NVIDIA Working To Embed Multiple GPUs and Multiple Layers of Stacked DRAM on A Single MCM Package – Up To 256 SMs and Multiple Terabytes of Bandwidth
NVIDIA recently announced their Volta GV100 GPU, the biggest graphics chip ever to be created in history. The company reached practical limits of the latest process node when designing the mono lithic GPU which is aimed at the compute intensive market.
NVIDIA Plans To Cram Several GPUs and Several Stacked DRAM Dies on a Single Package In Future
NVIDIA currently has the two fastest GPU accelerators for the compute market, the last years Tesla P100 that is based on Pascal and this years Tesla V100 that is based on Volta. There's one thing in common about both chips, they are as big as a chip can get on their particular process node. The Pascal GP100 GPU measured at a die size of 610mm2 while the Volta V100 GPU, even being based on a 12nm process from TSMC is 33.1% larger at 815mm2. NVIDIA's CEO Jen-Hsun Huang revealed at GTC that this is the practical limits of what's possible with today's physics and they cannot make a chip as dense or as big as GV100 today.
NVIDIA's CEO - Jen-Hsun Huang: GTC 2017 - "The part that is really shocking is this is rectile limits. Rectile limits basically means that is at the limit of photo lithography meaning you can't make a chip any bigger."
NVIDIA is one of the biggest power players in the GPU industry and they have a very tight grip over at at AI and Deep Learning market since some recent years. The launch of Volta just a year after Pascal confirms that they have a huge demand for their GPU based accelerators by corporations who hunger for compute accelerating products. But Jen-Hsun's quote from GTC 2017 may give us a hint at where they are headed after Volta. It is possible that NVIDIA is seeing the limit of process nodes as a bottleneck and while they want to offer even more performance in a short span of time, the process can only allow them to a certain limit.
This year, the Volta die size increased vastly over Pascal. There are a few reasons for that, unlike AMD, NVIDIA focuses on implementing different cores for specialized tasks. Volta and Pascal have dedicated FP32 and FP64 cores. Volta even goes ahead to house dedicated Tensor cores for INT8 operations to accelerate neural networking and deep learning performance. The more cores you add, the larger the die size gets and these can only be added to a limit. So what's the solution? MCM.
NVIDIA's MCM GPU Package Design Featured in Research Publication - A Sight at NVIDIA's Next GPU Accelerator For HPC?

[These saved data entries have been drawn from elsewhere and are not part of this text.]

PR #442, opened 2019-10-17
Delaying filter loading until after the activities are loaded.

cbusmand2l:


cbusmand2l:
@AlexBedley Ah! I forgot that the skeleton state was based on whether the filters were loading or not. On that note, would it also make sense to remove it from the search summary state as well?

maboelsoudd2l:
To add to what @AlexBedley said i captured this screenshot (through the magic of browser network throttling), which shows the filters loaded and the entity not-loaded. but that could also be due to the skeleton as you guys said.

image

maboelsoudd2l:
The entangling of `filtersLoading` with the loading skeleton was something I added a while ago (probably because I thought that `filtersLoading` was related to filtering the data).

components/d2l-quick-eval/d2l-quick-eval-submissions.js
```diff
@@ -532,12 +532,12 @@ class D2LQuickEvalSubmissions extends mixinBehaviors(
 		return _loadingMore;
 	}
 
-	_computeShowLoadingSkeleton(_loading, filtersLoading, searchLoading) {
-		return _loading || filtersLoading || searchLoading;
+	_computeShowLoadingSkeleton(_loading, searchLoading) {
+		return _loading || searchLoading;
```
maboelsoudd2l: If we're removing `filtersLoading`, by that logic should we also be removing `searchLoading` as well?

cbusmand2l: I don't know that the search has near as much overhead as the filters. We may want to just double check whether it's something we want to do, but either way I don't see it as a reason to hold up this PR.

maboelsoudd2l: fair enough

AlexBedley: Search doesn't really have loading associated with it, it was just to make the UI a bit snappier so it immediately displays the skeleton when you press enter

PR #443, opened 2019-10-17
US110196 Fixup: HTML editor change event

ryantmer:
This adds a more predictable `change` event to the `d2l-activity-html-editor`, which is internally hooked up to both the `input` and `change` event from `d2l-html-editor`. This ensures the outer component generates an event for all changes within the HTML editor, whereas the previous implementation wouldn't pick up e.g. inserting an image or changing the text format until the input text was also changed. This means that the parent component (`d2l-activity-assignment-editor-detail` in this case) only has to listen for this `change` event, and can use that to drive auto-saving the instructions value.

This also updates the size of the editor to be a minimum of 3 rows, which matches the design.

### DIFF
--- a/components/d2l-activity-editor/d2l-activity-assignment-editor/d2l-activity-assignment-editor-detail.js
+++ b/components/d2l-activity-editor/d2l-activity-assignment-editor/d2l-activity-assignment-editor-detail.js
@@ -101,8 +101,8 @@ class AssignmentEditorDetail extends ErrorHandlingMixin(SirenFetchMixinLit(Entit
 		}
 	}
 
-	_saveInstructionsOnInput(e) {
-		const instructions = e.target.getContent();
+	_saveInstructionsOnChange(e) {
+		const instructions = e.detail.content;
 
 		this._debounceJobs.instructions = Debouncer.debounce(
 			this._debounceJobs.instructions,
@@ -148,8 +148,7 @@ class AssignmentEditorDetail extends ErrorHandlingMixin(SirenFetchMixinLit(Entit
 					id="assignment-instructions"
 					value="${this._instructions}"
 					.richtextEditorConfig="${this._richtextEditorConfig}"
-					@change="${this._saveOnChange('instructions')}"
-					@input="${this._saveInstructionsOnInput}"
+					@change="${this._saveInstructionsOnChange}"
 					aria-label="${this.localize('instructions')}"
 					?disabled="${super._entity && !super._entity.canEditInstructions()}">
 				</d2l-activity-html-editor>
--- a/components/d2l-activity-editor/d2l-activity-assignment-editor/d2l-activity-assignment-editor-detail.js
+++ b/components/d2l-activity-editor/d2l-activity-assignment-editor/d2l-activity-assignment-editor-detail.js
@@ -148,7 +148,7 @@ class AssignmentEditorDetail extends ErrorHandlingMixin(SirenFetchMixinLit(Entit
 					id="assignment-instructions"
 					value="${this._instructions}"
 					.richtextEditorConfig="${this._richtextEditorConfig}"
-					@change="${this._saveInstructionsOnChange}"
+					@d2l-activity-html-editor-change="${this._saveInstructionsOnChange}"
 					aria-label="${this.localize('instructions')}"
 					?disabled="${super._entity && !super._entity.canEditInstructions()}">
 				</d2l-activity-html-editor>
--- a/components/d2l-activity-editor/d2l-activity-html-editor.js
+++ b/components/d2l-activity-editor/d2l-activity-html-editor.js
@@ -151,11 +151,9 @@ class ActivityHtmlEditor extends LitElement {
 		return `${import.meta.url}/../../../`;
 	}
 
-	_onContentChange(e) {
-		e.stopPropagation();
-
+	_onContentChange() {
 		const content = this.shadowRoot.querySelector('d2l-html-editor').getContent();
-		this.dispatchEvent(new CustomEvent('change', {
+		this.dispatchEvent(new CustomEvent('d2l-activity-html-editor-change', {
 			bubbles: true,
 			composed: true,
 			detail: {
--- a/components/d2l-activity-editor/d2l-activity-html-editor.js
+++ b/components/d2l-activity-editor/d2l-activity-html-editor.js
@@ -151,8 +151,17 @@ class ActivityHtmlEditor extends LitElement {
 		return `${import.meta.url}/../../../`;
 	}
 
-	getContent() {
-		return this.shadowRoot.querySelector('d2l-html-editor').getContent();
+	_onContentChange(e) {
+		e.stopPropagation();
+
+		const content = this.shadowRoot.querySelector('d2l-html-editor').getContent();
+		this.dispatchEvent(new CustomEvent('change', {
+			bubbles: true,
+			composed: true,
+			detail: {
+				content: content
+			}
+		}));
 	}
 
 	render() {
@@ -161,8 +170,10 @@ class ActivityHtmlEditor extends LitElement {
 				id="assignment-instructions"
 				editor-id="${this._htmlEditorUniqueId}"
 				app-root="${this._resolveUrl()}"
+				@change="${this._onContentChange}"
+				@input="${this._onContentChange}"
 				inline="1"
-				min-rows="1"
+				min-rows="3"
 				max-rows="1000"
 				fullpage-enabled="0"
 				toolbar="bold italic bullist d2l_isf"


mdulat:
The `input` event in the name field is so that changes are saved periodically even when focus doesn't leave (like if user is typing a lot or slowly).

ryantmer:
Hmm, I still see the `change` event happening in those cases. There's the `change` event that is part of the HTMLElement spec (which [fires on focus change](https://developer.mozilla.org/en-US/docs/Web/API/HTMLElement/change_event)), but the `change` event from `d2l-text-input` is [a `CustomEvent`](https://github.com/BrightspaceUI/inputs/blob/master/d2l-input-text.js#L120) that is basically a re-broadcast of that event, but also seems to fire anytime I change the text in that field... I'll remove that change from this PR though, since it's unrelated at best, and breaks things (in a way I can't figure out) at worst! 😄

components/d2l-activity-editor/d2l-activity-html-editor.js
```diff
@@ -161,8 +170,10 @@ class ActivityHtmlEditor extends LitElement {
 				id="assignment-instructions"
 				editor-id="${this._htmlEditorUniqueId}"
 				app-root="${this._resolveUrl()}"
+				@change="${this._onContentChange}"
+				@input="${this._onContentChange}"
```
wongvincent: Does the html-editor fire an "input" event?

mdgbayly: I didn't think the tinymce HTML editor fired input events? Are you seeing this input handler being called.
But yeh this is a confusing area. In previous integrations where we have wanted to provide a consistent event interface for both text and html inputs we've adapted the events in the wrapper component that conditionally rendered a text input or an html editor based on the user's editing preferences.

e.g. here.
https://github.com/Brightspace/d2l-rubric/blob/master/editor/d2l-rubric-text-editor.js#L84

But it might make sense to do that adaption directly in the d2l-html-editor wrapper as you are doing here.

To be honest, i'm not entirely sure what this is doing as, like I say, I didn't think the HTML editor fired input events, but maybe I'm wrong about that.

https://github.com/Brightspace/d2l-rubric/blob/master/editor/d2l-rubric-text-editor.js#L93

mdgbayly: Basically tinymce, fires 'change' events on every redo/undo level change, which means it fires events much more frequently than a regular <input> change event.

mdgbayly: ditto - lol

components/d2l-activity-editor/d2l-activity-assignment-editor/d2l-activity-assignment-editor-detail.js
```diff
@@ -148,8 +148,7 @@ class AssignmentEditorDetail extends ErrorHandlingMixin(SirenFetchMixinLit(Entit
 					id="assignment-instructions"
 					value="${this._instructions}"
 					.richtextEditorConfig="${this._richtextEditorConfig}"
-					@change="${this._saveOnChange('instructions')}"
-					@input="${this._saveInstructionsOnInput}"
+					@change="${this._saveInstructionsOnChange}"
```
wongvincent: Do we want to immediately trigger the save on focus out (i.e. flush the debounce)? If we want to match what the name input is doing, then the `d2l-activity-html-editor` should fire an event that results in calling `@event-1234="${this._saveOnChange('instructions')}"`

components/d2l-activity-editor/d2l-activity-html-editor.js
mdgbayly: Also maybe instead of all the shenanigans with having to interpret whether the change event is a html editor or regular browser change/input event we should have just modified the HTML editor to make it more consistent.
For normal events you have to get the value by calling `event.target.value`. Maybe we could have implemented a 'value' property getter on the `d2l-html-editor`, which just returns `this.getContent()`

ryantmer: It does indeed fire an input event, although I'm honestly not sure where it's coming from. The `change` event is the one that acts like the HTMLElement `change` event, which doesn't always fire when the text changes - it does fire consistently when I type the first time, change text formatting, insert an image, or the field loses focus, but it doesn't fire as I type (except the first time). The input event, on the other hand, fires on every keypress, but it _doesn't_ fire on formatting change or when I insert an image.

The end result of this two-events-into-one is that I get a `change` event from `d2l-activity-html-editor` for all of the following:
- keypress
- focus leaves
- insert image
- change formatting
- paste text

whereas using just `change` or `input` gives me events only on a subset of these 🤔

ryantmer: See the reply below :D

mdgbayly: interesting - what is the target of the input event?

wongvincent: ... but not as frequently as an input event. the changes that cause a redo/undo levels are also hard to pin down.

I think the `change` event from `d2l-html-editor` could be treated as `input` and cause a debounced save. While a `focus-out` event could be treated as a `change` event that causes an immediate save (i think it either fires focus out or change on a focus out.)

ryantmer: For the target of the event, the `change` event is coming from the `d2l-html-editor id=assignment-instructions` , whereas the `input` event is coming from the `div class=d2l-html-editor-container`. I think this makes intuitive sense, since the div is being effectively upgraded to an input element by TinyMCE, if I understand correctly, and I suppose as part of that process it starts to look and act like an input element, which includes dispatching `input` events?

Yeah, I found that `change` is slightly unpredictable in how it works, hence the inclusion of `input` handling here as well. I didn't actually think of the situation of treating `focus-out` differently and immediately saving - aside from the debounce delay, is there a benefit to that? (I'm just thinking from a naive-saving perspective, if you type some stuff then change focus, wouldn't that cause a debounced autosave as well as a syncronous immediate save?)

components/d2l-activity-editor/d2l-activity-assignment-editor/d2l-activity-assignment-editor-detail.js
ryantmer: I can try it out! Mostly I'd be curious as to what the flush does to an in-progress save - would the network call get cancelled, or does it just wait until the in-progress one is finished, then do an immediate save after? (If so, I'd imagine the majority of cases we'd be doing a network request to save the value to a value that isn't different than the current value, no?)

components/d2l-activity-editor/d2l-activity-html-editor.js
mdgbayly: oh - yeh i don't think an input event from a content editable is really a std browser thing. And it probably wouldn't allow you to call `target.value` like a regular input event. But using here as another way to get the html editor content probably doesn't hurt.

wongvincent: It won't cause an immediate save. It would call the debounced autosave.

With the `name` input. An `input` event causes a debounced autosave. A `change` event (i.e. focus out) causes the immediate save.

So in this `html-editor` case, I think `change` and `inputs` could all be handled as a debounced auto save. If we wanted to do an immediate save, the `html-editor` fires a `blur` event that we could listen for. But it's not really important and I don't know if the order of the `blur` and `change` event firing back to back could cause a double save.

ryantmer: There's the [input](https://developer.mozilla.org/en-US/docs/Web/API/HTMLElement/input_event) event that is standard to input/select/textarea, so I was thinking TinyMCE maybe makes the div you give it into a fake-textarea or something, including dispatching that event, although I really don't know.

All that said, upon some further testing, the `change` event I think is _supposed_ to be enough - when I do things like paste or cut text, change formatting, insert an image, or `focusout` it fires, and it seems like it _eventually_ also fires for when I modify the text content, but that last one is super weird. I'll see if maybe there's some sort of "undo stack timer", where a new undo level is added every `n` milliseconds automatically or something, which would probably be sufficient to trigger the autosave and remove the need to listen for `input` at all!

mdgbayly: I think it's just that when we use tinymce in inline mode, it makes the div that we tell it to act as the target a contenteditable https://developer.mozilla.org/en-US/docs/Web/HTML/Global_attributes/contenteditable.

But it looks like the guys who did the fixes to the rubrics edits that we were discussing the other day were making use of this to prevent autosaves from potentially overwriting the what the user is currently typing. Although, having said that, I think because we never update tinymce, that shouldn't be a problem anyway. Why does this have to be so complicated....

components/d2l-activity-editor/d2l-activity-assignment-editor/d2l-activity-assignment-editor-detail.js
wongvincent: pretty sure it doesn't wait for anything. Theoretically, if save 2 begins after save 1, it could complete before save 1. I think...

components/d2l-activity-editor/d2l-activity-html-editor.js
ryantmer: Ohh, gotcha okay. I misunderstood how TinyMCE does it's upgrade magic!

I will admit that this change doesn't specifically address the multiple-edits-at-once problem, but I did trigger multiple edits at once using the network throttler in Chrome and everything did work as expected - that said, I'd imagine that wouldn't be the case if the network responses came back in a different order.

Also above I said it seems to auto-`change` every once in a while, that doesn't actually appear to be the case - I was thinking it was something like `vim`'s undo stack, where each inserting is one thing on the undo stack. It looks like for TinyMCE, the only way to predictably add new text onto the undo stack is by pressing Enter, or Home/End/PageUp/PageDown, which is kind of weird - no auto-stack-entry after 100 characters, or after 500ms or anything like that (at least, not by default) 😢

ryantmer: Aha - so it looks like it _could_ automatically generate a `change` event every `n` milliseconds or every `x` keypresses, but we'd have to do it explicitly (within `d2l-html-editor` itself), using [`UndoManager.add`](https://www.tiny.cloud/docs-3x/api/class_tinymce.UndoManager.html/#add). Not sure if that would be worth pursuing, though, since it would affect how it works elsewhere.

components/d2l-activity-editor/d2l-activity-html-editor.js
```diff
@@ -151,8 +151,17 @@ class ActivityHtmlEditor extends LitElement {
 		return `${import.meta.url}/../../../`;
 	}
 
-	getContent() {
-		return this.shadowRoot.querySelector('d2l-html-editor').getContent();
+	_onContentChange(e) {
+		e.stopPropagation();
```
dbatiste: Is the `stopPropagation` needed?

components/d2l-activity-editor/d2l-activity-html-editor.js
dbatiste: It seems like it would be value-add for our wrapper component once we figure out what events are needed to have some auto-save.

In the LMS HtmlEditor I think we wire-up to some type of node-change event.  We tried to minimize how often, and the work done in those handlers for the obvious possible performance implications.  That event may be useful. The user may move focus out to the toolbar to perform an action, and focus may or may not return back to the content. I think there are a few scenarios that we'd want auto-save to be triggered.

ryantmer: Yeah - it would be nice to use the undo layers thing to only emit an event "once in a while", which could _potentially_ avoid the need for a debounce outside the component (although still probably a good idea to have one). I'm thinking the ideal circumstance would be the existing TinyMCE `change` + an automatic change event every `x` milliseconds or `y` keypresses. This would probably still generate a fairly large number of `change` events, granted, hence I think having the debounce outside the component would still be wise.

components/d2l-activity-editor/d2l-activity-html-editor.js
ryantmer: I kind of wanted the `d2l-activity-html-editor` component to be almost invisible, hence going with the same-named `change` event, but I'm realizing this morning that it's pretty inconsistent with how we do things elsewhere. I'll change it to `d2l-activity-html-editor-change` or something!

PR #678, opened 2020-02-05
Fix activity due date initial render

mdgbayly:
This is a slight tweak to how we are rendering the date editors to account for some ugly behaviour in the legacy `d2l-datetime-picker`. As part of the Save/Cancel enhancements, a more logical way to render components is to only render them when they have some valid data. Currently we tend to just render everything with undefined values initially which doesn't seem very clean.

So as part of the Save/Cancel work I've been skipping rendering when the data for the component does not exist yet. However, this breaks the initial date rendering due to some weirdness in how the `d2l-datetime-picker` supports both a `date` property and a `datetime` property. Internally the component tries to keep these in sync, but it does it badly so if the first time you render the picker, you provide a `datetime` but no `date` then the 2 way databinding used internally in the component's integration with the vaadin date picker clears the `datetime` property you provided. 

Short of hacking into the `d2l-datetime-picker` which I am loathe to do as it's used in a few places (and who knows to what extent they depend on this weird behavior), the only way to make it work is to rely on the fact that we initially render the `d2l-datatime-picker` with an `undefined` `datetime` property. Yuck - eventually that component will be replaced but for now we have to work around it.

So this change sets up the due date editor, such that it allows an initial render of undefined values.


components/d2l-activity-editor/d2l-activity-due-date-editor.js
```diff
@@ -63,24 +63,26 @@ class ActivityDueDateEditor extends ActivityEditorMixin(LocalizeMixin(MobxLitEle
...
+		// We have to render with null values for dueDate initially due to issues with
+		// how the d2l-datetime-picker converts between the date & datetime attributes.
+		// If we delay rendering until we have a valid datetime, the d2l-datetime-picker
+		// overwrites the datetime attribute with an emptydate.
+		// Don't want to mess with the datetime picker...
+		// Tried passing an invalid date attribute to force it to use our datetime attribute
+		// but the 2-way data binding with the vaadin date picker always overrides it
+		// Will be able to fix when we have a new data time component.
+		if (!activity) {
+			dueDate = null;
```
emil-furniss: Yuck indeed, but at least you've found a workaround. Providing both a date _and_ a datetime on first render is not an option?

mdgbayly: Unfortunately not - if we supply a valid date and datetime attribute the date attribute without time takes precedence so we lose the time component.

I tried supplying an invalid date such as `date="nodate"` in the hope that would allow the `datetime` attribute to win out, but the 2 way databinding with Vaadin basically converts that invalid date property into the default empty date property again which causes the datetime prop to be set to null too.

PR #680, opened 2020-02-06
Hook up activity visibility editor component to save/cancel workflow

mdgbayly:
Includes adding isDraft state to our MobX enabled state class and connecting the `d2l-activity-visibility-editor` to the state store.

I've also taken this opportunity to try out some more unit testing of UI components (which is something we've kind of ignored up to now). It's made easier by the simplicity of using the MobX state components as opposed to having to wire up a Siren entity. 

This did mean I needed to add some methods to the store for putting objects, and also some actions to the `ActivityUsage` for things like `setCanEditDraft` to facilitate testing of the different states. These are features that are only required by the unit tests which I always find to be a bit smelly, but if it makes it easier to write tests and we think there is value in these tests, then I think it's acceptable.


mdgbayly:
Hmm, I just had a thought about this PR.

I vaguely recalled at one point there was talk about the learning paths team using this visibility editor.
Then I was told they were not using it.

But I just checked and they do in fact appear to be using it, which raises some issues for us as they are assuming it works in an autosave mode.

When I was doing the spikes, I experimented with some ideas for building the state integration in such a way that components could operate in an autosave fashion too, but I was not particularly happy with it, so pulled it from these first PRs. But that might need to be something we reconsider.

So I'm going to close this PR for now until we address that.

PR #681, opened 2020-02-07
Adding associated rubrics

kieranderson:


mdgbayly:
Wondering if this should instead be a `d2l-activity-rubrics-editor` rather than an assignment specific component, given that rubrics are likely something we want on other activities too?

Also was the link to the rubrics already on the assignment folder or was that something we added for this feature?

https://github.com/BrightspaceHypermediaComponents/siren-sdk/pull/129/files#diff-96de7224ed5a03f8bf7e9101a552a882R155

Again just wondering if this should be exposed via the `ActivityUsage` instead?

mdgbayly:
Also, with reference to how we are exposing the rubric links, does this mean that we are adding a link per associated rubric to the assignment siren entity links collection? I don't think that's wrong per se, but it is a little different to how we've modeled other things as collections, and it means we don't have the ability to encapsulate actions for adding new rubrics to that collection.

I believe Farnsworth (Anthony Wikkerink and others) have been implementing some activity-rubric hypermedia APIs and I think there was a hope that we could leverage some of the stuff they have been building to implement the rubric editing.

kieranderson:
@mdgbayly I think this will end up being on the `ActivityUsage`, and it might be already as well. Currently it does work as you mentioned, one link per rubric in the entity links collection.

I haven't added anything to the api yet, all of these links are currently part of the response for an assignment activity.

ppaskaris-d2l:
>Wondering if this should instead be a d2l-activity-rubrics-editor rather than an assignment specific component, given that rubrics are likely something we want on other activities too?

Given how the "siren sdk" is structured, I think this is the sensible wrapper for now. There's no top-level link to a rubrics collection, just a bunch of links to attached rubrics, so making it "duck type" the "siren sdk" "class" doesn't seem ideal.

>Again just wondering if this should be exposed via the ActivityUsage instead?

I have lost sight on what this distinction means at this point :/

>I believe Farnsworth (Anthony Wikkerink and others) have been implementing some activity-rubric hypermedia APIs and I think there was a hope that we could leverage some of the stuff they have been building to implement the rubric editing.

:+1: on getting their input on this. I think the link is coming from something named `AssignmentFolderRubricLinkProvider` in the mighty monolith, which looks like it was maybe also a bit of Nimbus (Miles) for their marking app?

kieranderson:
Switched over to using the associations, which is a collection that holds single and potential associations. Some of the components might seem a bit empty for now but will be filled up soon in subsequent PRs.

This is just adding the read only view of a rubric if it is already associated

components/d2l-activity-editor/d2l-activity-assignment-editor/d2l-activity-assignment-editor-secondary.js
```diff
@@ -221,6 +222,27 @@ class AssignmentEditorSecondary extends SaveStatusMixin(RtlMixin(EntityMixinLit(
 				</select>
 			</div>
 
+			<div id="availability-dates-container">
+				<d2l-activity-availability-dates-editor
```
ppaskaris-d2l: bad merge resolution here

kieranderson: Yeah, I'm seeing double

ppaskaris-d2l: yeah no it was this merge but the diff is whack

ppaskaris-d2l: I'm removing it in my PR #700

kieranderson: :+1: Thanks

PR #682, opened 2020-02-07
Refactor d2l-activity-visibility-editor to support save/cancel.

mdgbayly:
The visibility editor is also being used by the activity collections developed for learning paths where they expect it to support autosave currently.

I had spiked a few solutions whereby I tried to make the state management MobX code handle both save/cancel and autosave patterns but I didn't like any of them. 

So as an alternative I've gone back to the 'Presentational/Container' component split originally made popular by React/Redux (which subsequently became unpopular again...)

https://medium.com/@dan_abramov/smart-and-dumb-components-7ca2f9a7c7d0

There are two container components here that manage state using different strategies (MobX vs Autosave via EntityMixinLit), and they each delegate to a presentational component that actually handles the rendering. 

> MobX
`d2l-activity-visibility-editor` is the original component that is now integrated with our MobX state management but delegates rendering to the presentational component.

> Autosave
`d2l-activity-visibilility-auto-editor` which is a copy of the old autosave component but delegates rendering to the presentational component

> Presentational
`d2l-activity-visibility-editor-toggle` for the actual DOM rendering and is used by the two components above.

This seemed like the least of all evils and marginally favourable to just creating two duplicated components.

I'm told that there is a likelihood that Learning Paths will at some point move to a Publish/Cancel model too so it may be that this split can later be removed.

On the other hand it does give us a potential pattern to follow if we find a need for other components that we want to support both saving paradigms.

**UI Unit Testing**

In this PR, I've also made a renewed attempt to do some UI unit testing. Testing the MobX state management code is reasonably straightforward, but we've pretty much not done any web component testing. There is an ongoing debate about how useful this is, but I still see some value in it, at the least, just to encourage us to keep our components smaller and more self-contained and hence more maintainable.

I've tried out some of the open-wc testing tools before, and have introduced a few of them here as well to test the visibility editor.

https://open-wc.org/testing/testing.html#testing-helpers
https://open-wc.org/testing/testing-helpers.html

In particular I'm using their element fixture setup stuff from `@open-wc/testing-helpers`, `chai-a11y-axe` and `chai-dom`.

Please comment on whether or not you think there is value in these kinds of unit tests. The visibility component is almost too simple to bother with, but I think it shows what can be done.

Gaudi has just moved over all the @brightspace-ui/core testing to the `@open-wc` stack, and it would be nice if we could start thinking about doing the same in this repo at some point and get rid of polymer-cli completely. I recognize there are still a lot of Polymer components in here, but maybe we set up a different runner for the Lit components.


components/d2l-activity-editor/d2l-activity-visibility-editor-toggle.js
```diff
@@ -0,0 +1,84 @@
...
+		this.addEventListener('click', this._onClick);
+	}
+
+	_onClick(e) {
+		if (!this.switchEnabled) {
+			e.stopImmediatePropagation();
+		}
+	}
+
+	get switchEnabled() {
```
ppaskaris-d2l: Not a fan of this change. Why extract a simple conditional out of the render function and make my eyes seek?

mdgbayly: Just because it was used in 2 places as a result of the refactoring (in the _onClick handler too).

ppaskaris-d2l: I see. Tragic.

test/d2l-activity-editor/d2l-activity-visibility-editor.js
```diff
@@ -0,0 +1,89 @@
...
+	describe('enabled', () => {
+
+		beforeEach(async() => {
+			el = await fixture(html`
+				<d2l-activity-visibility-editor-toggle canEditDraft isDraft></d2l-activity-visibility-editor-toggle>
+			`);
+		});
+
+		it('passes accessibility test', async() => {
+			await expect(el).to.be.accessible();
```
emil-furniss: Yes to unit tests, be it just for these a11y ones but also for the peace of mind that basic functionality is being checked.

So just recently, a research publication (via The Tech Report) has been posted by NVIDIA which talks about building a MCM package or otherwise known as Multi-Chip-Module package. What MCM basically is that it features several chips (GPU/CPU/Memory/Controllers) on the same chip interposer that are interconnected via fast I/O lanes.
Some examples of MCM packages are the Volta V100, Pascal P100 GPUs from NVIDIA, AMD Fiji and Vega GPUs, and even the new server aimed EPYC processors from AMD. The NVIDIA, AMD GPUs may support only one GPU but they feature multiple DRAM dies on the same package making it a MCM design. The EPYC processors house four individual dies that consist of 8 cores per die and interconnected via their Infinity Fabric link. AMD is also working on a similar approach with their Navi GPUs.
There are multiple options when designing a MCM package. NVIDIA has proposed that their MCM solution may depart the traditional design of featuring a monolithic GPU and few DRAM dies on the package in favor of a MCM design that uses multiple smaller iterations of their GPU chips with significantly more amount of DRAM dies. The GPU and DRAM dies will be connected to a I/O and controller chipset on-die rather than on-chip. The solution here is the implementation of GPMs (GPU Modules) which will be smaller, easier to produce and less expensive chips which will be inter connected.
NVIDIA simulated the performance of a 256 SMs based MCM GPUs, 64 SMs per GPU. The top Volta chip currently features 84 SMs that consist of 5376 cores. The proposed 256 SM MCM package will house 16,384 cores.
Over the base line MCM-GPU, such chip resulted in a performance increases of 22.8%. When compared to the largest theoretically possible monolithic GPU which is assumed to house 128 SMs on a single GPU, the 256 SM chip performed 4.5% better and comes within 10% of a unbuildable yet similarly sized monolithic GPU (256 SMs). There's also architectural upgrades and better interconnects to be taken in consideration. NVIDIA points out that each GPM is expected to be 40-60% smaller than today's biggest GPU assuming it's designed on a new 10nm or 7nm process node. A very basic GPU MCM diagram is illustrated below:
There's still a long way to go before we see more details on an MCM GPU from NVIDIA but I think after Volta, NVIDIA has their R&D team focused on such projects and we will hear more about the MCM designs featuring several GPMs at next year's GTC (Graphics Technology Conference) or when NVIDIA is expected to reveal their new graphics roadmap.